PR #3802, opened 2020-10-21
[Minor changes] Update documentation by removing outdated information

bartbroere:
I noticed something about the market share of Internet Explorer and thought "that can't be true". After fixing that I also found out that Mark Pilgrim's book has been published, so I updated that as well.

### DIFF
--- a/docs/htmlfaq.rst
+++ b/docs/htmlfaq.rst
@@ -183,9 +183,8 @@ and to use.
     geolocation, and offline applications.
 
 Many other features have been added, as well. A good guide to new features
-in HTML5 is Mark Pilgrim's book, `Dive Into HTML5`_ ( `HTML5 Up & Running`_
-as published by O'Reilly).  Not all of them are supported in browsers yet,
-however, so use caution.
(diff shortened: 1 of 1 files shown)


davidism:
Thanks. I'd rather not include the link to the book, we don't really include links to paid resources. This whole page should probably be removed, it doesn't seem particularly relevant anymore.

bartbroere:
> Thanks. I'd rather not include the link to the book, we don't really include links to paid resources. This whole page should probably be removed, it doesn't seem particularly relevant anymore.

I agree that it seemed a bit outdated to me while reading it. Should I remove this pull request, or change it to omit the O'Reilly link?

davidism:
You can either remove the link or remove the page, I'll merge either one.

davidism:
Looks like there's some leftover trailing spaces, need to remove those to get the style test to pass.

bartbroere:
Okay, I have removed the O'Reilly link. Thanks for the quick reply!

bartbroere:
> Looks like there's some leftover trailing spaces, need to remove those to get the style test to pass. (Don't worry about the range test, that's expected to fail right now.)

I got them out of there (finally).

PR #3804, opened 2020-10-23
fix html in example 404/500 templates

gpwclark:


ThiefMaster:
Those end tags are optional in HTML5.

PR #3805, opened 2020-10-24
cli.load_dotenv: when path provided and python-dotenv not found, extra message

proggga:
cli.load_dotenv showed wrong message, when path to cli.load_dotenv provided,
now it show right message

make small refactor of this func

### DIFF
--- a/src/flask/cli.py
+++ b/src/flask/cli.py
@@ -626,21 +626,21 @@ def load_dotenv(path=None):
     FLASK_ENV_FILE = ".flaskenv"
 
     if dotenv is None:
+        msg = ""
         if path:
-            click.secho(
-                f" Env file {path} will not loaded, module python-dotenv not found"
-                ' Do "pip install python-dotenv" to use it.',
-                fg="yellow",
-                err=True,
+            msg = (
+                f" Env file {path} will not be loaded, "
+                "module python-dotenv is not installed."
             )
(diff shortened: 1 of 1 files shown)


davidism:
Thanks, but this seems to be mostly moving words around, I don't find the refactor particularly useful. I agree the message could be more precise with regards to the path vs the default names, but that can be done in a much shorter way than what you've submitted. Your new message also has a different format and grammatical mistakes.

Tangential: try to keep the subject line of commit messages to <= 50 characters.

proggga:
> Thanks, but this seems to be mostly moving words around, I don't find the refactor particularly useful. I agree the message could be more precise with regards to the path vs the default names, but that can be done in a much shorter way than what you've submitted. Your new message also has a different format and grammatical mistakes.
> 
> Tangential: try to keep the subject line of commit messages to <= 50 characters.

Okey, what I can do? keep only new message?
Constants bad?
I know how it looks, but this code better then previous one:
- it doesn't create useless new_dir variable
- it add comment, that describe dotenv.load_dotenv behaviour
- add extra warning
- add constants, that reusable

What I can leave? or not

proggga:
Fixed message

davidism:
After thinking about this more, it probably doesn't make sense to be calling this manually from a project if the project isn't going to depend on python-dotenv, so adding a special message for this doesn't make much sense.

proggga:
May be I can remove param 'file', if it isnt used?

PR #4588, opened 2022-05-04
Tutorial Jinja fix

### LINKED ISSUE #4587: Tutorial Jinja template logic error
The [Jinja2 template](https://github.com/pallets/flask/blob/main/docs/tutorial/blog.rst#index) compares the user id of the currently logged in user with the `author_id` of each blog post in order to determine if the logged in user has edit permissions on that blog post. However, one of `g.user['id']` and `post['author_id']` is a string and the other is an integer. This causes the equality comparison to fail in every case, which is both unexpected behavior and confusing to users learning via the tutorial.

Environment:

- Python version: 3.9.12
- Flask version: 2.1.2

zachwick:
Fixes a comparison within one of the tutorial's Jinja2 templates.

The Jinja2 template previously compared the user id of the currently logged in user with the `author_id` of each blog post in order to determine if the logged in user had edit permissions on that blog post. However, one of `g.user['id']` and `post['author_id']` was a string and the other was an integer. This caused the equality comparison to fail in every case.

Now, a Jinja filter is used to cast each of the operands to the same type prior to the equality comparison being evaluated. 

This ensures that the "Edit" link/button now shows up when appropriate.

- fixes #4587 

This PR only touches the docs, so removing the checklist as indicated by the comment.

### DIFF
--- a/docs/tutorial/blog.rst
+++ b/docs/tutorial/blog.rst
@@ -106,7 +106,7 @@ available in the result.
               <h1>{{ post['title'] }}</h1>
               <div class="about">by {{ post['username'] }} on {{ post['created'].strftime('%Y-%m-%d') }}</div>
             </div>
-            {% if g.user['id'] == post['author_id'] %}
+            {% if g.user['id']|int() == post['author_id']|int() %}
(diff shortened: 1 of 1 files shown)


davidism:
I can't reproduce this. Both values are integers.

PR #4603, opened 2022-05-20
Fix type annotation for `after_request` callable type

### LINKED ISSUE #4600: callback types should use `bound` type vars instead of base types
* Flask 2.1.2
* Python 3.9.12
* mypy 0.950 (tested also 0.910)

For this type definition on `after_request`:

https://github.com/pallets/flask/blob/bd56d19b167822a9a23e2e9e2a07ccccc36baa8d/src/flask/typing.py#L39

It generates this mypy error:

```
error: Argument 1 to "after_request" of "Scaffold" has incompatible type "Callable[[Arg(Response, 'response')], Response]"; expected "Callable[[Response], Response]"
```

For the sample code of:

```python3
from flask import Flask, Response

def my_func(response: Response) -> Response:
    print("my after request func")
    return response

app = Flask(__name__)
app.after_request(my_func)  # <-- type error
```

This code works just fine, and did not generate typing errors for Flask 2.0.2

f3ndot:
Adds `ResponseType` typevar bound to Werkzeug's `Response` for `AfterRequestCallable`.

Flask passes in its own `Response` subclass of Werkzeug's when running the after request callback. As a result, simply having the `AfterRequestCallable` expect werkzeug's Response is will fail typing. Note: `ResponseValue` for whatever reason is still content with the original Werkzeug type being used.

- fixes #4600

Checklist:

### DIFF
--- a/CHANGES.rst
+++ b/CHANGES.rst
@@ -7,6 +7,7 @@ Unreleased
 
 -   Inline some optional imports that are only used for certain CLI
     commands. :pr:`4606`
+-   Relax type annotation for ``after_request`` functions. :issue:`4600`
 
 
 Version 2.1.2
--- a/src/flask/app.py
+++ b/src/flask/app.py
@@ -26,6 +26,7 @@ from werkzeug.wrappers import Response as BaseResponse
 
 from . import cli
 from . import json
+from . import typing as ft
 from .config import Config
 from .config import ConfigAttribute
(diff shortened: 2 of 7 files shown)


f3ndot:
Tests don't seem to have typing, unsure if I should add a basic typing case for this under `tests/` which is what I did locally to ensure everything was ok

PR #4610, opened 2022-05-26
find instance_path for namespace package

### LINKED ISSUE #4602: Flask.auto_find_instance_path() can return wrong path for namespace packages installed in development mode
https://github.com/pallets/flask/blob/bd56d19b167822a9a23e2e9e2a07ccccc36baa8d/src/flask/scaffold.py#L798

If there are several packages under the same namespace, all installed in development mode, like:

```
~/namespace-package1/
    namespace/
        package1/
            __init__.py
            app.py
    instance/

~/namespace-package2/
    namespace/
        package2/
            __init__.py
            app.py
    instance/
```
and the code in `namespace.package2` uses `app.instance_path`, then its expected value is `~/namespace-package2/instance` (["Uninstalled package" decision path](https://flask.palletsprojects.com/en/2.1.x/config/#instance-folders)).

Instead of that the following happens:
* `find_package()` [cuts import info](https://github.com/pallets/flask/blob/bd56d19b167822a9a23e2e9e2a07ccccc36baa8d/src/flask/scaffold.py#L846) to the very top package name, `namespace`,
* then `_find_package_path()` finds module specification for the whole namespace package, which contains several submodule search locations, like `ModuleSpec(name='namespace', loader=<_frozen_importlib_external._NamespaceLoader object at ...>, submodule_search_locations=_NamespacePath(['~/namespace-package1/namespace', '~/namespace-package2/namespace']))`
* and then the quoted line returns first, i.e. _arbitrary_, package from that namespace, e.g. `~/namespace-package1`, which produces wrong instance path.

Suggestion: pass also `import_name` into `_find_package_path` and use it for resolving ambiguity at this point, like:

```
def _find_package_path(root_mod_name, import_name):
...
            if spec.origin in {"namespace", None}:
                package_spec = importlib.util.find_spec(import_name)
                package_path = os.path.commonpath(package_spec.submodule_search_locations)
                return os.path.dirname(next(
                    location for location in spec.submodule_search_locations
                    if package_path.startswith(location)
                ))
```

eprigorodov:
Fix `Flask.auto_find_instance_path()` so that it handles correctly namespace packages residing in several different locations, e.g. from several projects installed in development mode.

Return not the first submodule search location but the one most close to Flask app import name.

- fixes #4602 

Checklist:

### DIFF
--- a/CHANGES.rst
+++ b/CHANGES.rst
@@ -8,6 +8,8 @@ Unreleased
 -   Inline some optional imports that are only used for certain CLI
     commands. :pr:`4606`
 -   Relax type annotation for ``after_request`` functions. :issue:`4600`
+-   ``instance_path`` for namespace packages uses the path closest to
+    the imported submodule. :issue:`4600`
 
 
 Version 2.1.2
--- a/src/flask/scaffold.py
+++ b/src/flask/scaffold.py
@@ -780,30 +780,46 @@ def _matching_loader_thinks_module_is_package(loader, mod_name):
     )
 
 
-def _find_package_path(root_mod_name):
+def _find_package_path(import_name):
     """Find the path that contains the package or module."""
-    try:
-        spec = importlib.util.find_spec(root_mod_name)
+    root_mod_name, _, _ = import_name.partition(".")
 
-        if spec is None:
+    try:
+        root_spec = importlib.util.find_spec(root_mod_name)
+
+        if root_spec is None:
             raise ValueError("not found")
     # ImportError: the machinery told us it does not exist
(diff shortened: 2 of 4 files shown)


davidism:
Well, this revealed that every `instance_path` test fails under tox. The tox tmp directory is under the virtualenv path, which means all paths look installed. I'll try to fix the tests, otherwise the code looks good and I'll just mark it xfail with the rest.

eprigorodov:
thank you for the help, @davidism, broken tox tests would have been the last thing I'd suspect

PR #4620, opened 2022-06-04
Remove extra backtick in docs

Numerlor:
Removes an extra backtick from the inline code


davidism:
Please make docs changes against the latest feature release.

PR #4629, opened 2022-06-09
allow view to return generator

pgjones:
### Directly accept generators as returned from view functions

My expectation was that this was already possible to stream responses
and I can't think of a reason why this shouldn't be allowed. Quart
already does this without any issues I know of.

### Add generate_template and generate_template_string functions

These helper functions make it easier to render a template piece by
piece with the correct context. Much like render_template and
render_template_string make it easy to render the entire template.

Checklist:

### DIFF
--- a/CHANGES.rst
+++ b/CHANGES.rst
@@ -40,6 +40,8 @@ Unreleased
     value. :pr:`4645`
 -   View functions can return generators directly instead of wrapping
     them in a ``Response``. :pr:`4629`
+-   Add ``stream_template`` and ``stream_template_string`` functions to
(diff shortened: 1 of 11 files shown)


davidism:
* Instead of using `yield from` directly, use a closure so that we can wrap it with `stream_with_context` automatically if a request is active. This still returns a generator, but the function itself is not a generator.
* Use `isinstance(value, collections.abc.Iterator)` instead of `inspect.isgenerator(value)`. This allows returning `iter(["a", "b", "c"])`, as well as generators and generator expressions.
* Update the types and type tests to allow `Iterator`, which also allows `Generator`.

Exercise description: In the entries above, count the lines that contain the string "rather" and reply with the number only.

Your solution: 2